Figure 3: Output variability on Edges2Handbags; SDE samplers are high quality but inconsistent, PF-ODEs are deterministic but lack detail, Dual-approx achieves both.
Deterministic I2I Tasks: On Cityscapes, Dual-approx Bridge delivers an FID of 48.7 (versus 75–100 for GAN baselines), PSNR of 15.7, and SSIM over 53%, substantially higher than GAN-based counterparts.
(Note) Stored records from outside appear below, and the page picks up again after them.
PR #7360, opened 2020-10-20
"owner missing" error after upgrading from 6.0.x/6.6.9 to current 6.7.2

### LINKED ISSUE #7226: "owner missing" error after upgrading from 6.0.x/6.6.9 to current 6.7.2
# Bug-Report

We updated 2 pimcore instances (one from 6.0.x and one from 6.6.9) to the current version of pimcore.
After this update the "owner missing" error appears, when opening an object with blocks.
After a "cache clear" the error disappears for a random time, but then comes back again.

Maybe a regression of #6280 ?

weisswurstkanone:
resolves #7226

### DIFF
--- a/models/DataObject/ClassDefinition/Data/Block.php
+++ b/models/DataObject/ClassDefinition/Data/Block.php
@@ -1063,7 +1063,7 @@ class Block extends Data implements CustomResourcePersistingInterface, ResourceP
         if ($object instanceof DataObject\Concrete) {
             $data = $object->getObjectVar($this->getName());
             if ($this->getLazyLoading() && !$object->isLazyKeyLoaded($this->getName())) {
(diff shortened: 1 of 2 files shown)


models/DataObject/ClassDefinition/Data/Block.php
```diff
@@ -1058,6 +1058,8 @@ public function delete($object, $params = [])
     public function preGetData($object, $params = [])
     {
         $data = null;
+        $params['owner'] = $object;
+        $params["fieldname"] = $this->getName();
```
dvesh3, line 1062: Issue still exists as params are not passed in load() call below.

dvesh3 (changes requested):
Also fix for Blocks inside localizedfields container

For BSD100 and Urban100, it consistently matches or surpasses leading GAN and diffusion models across LPIPS and PSNR, with far fewer sampling steps.
Figure 4: Visual comparison on Cityscapes—more structurally faithful and less artifact-prone outputs than SOTA GANs and diffusion models.
Figure 5: Super-resolution results on BSD100; sharper, more accurate recovery of details than baseline methods.
Figure 6: Qualitative results on Urban100, validating artifact-free and faithful reconstruction at both global and local (zoomed-in) levels.
General I2I Translation Tasks: On Edges2Handbags, Dual-approx Bridge achieves competitive FID (1.36, second only to A-Bridge with SDE sampling), but critically, is deterministic and exhibits drastically reduced variance and high consistency across repeated runs.
Figure 7: Edges2Handbags comparison to SOTA methods, showcasing SDE-level visual quality without stochastic variability.
Figure 8: Sampling fidelity variance histogram; Dual-approx variance an order of magnitude lower than A-bridge (SDE).
Theoretical and Practical Implications
This research challenges a prevailing dichotomy in generative modeling: that faithfulness and high sample quality are in tension due to the necessity of stochasticity for detail recovery in SDE frameworks. The introduction of dual, independently trained approximators allows the model to circumvent the limitations of deterministic ODE-based samplers (which tend toward oversmoothing) while maintaining output uniqueness per input.
Theoretically, the method opens new lines of inquiry into the utility of multi-network architectures for fine-grained control of generative processes along stochastic bridges. Practically, it enables deployment in high-reliability, high-interpretability settings (e.g., medical imaging, restoration, high-precision super-resolution) where every input must reproducibly yield the same high-fidelity output, and stochastic variability is inadmissible.
Future Directions
Potential future directions include the exploration of non-VP (variance preserving) SDE regimes, integration of stochastic control in unpaired I2I or domain adaptation scenarios, and broader adoption in other conditional generative modeling contexts.
Conclusion
The Dual-approx Bridge establishes a deterministic paradigm for Brownian bridge-based I2I translation, combining the faithfulness and consistency requisite for critical applications with the high perceptual quality characteristic of modern diffusion models. The decoupling of forward and reverse SDE approximation via two neural networks yields near-zero output variance and robust detection and reconstruction of fine structural details, empirically validated across a spectrum of datasets and tasks. This work advances the theoretical and practical boundary of deterministic, high-quality generative modeling for image translation.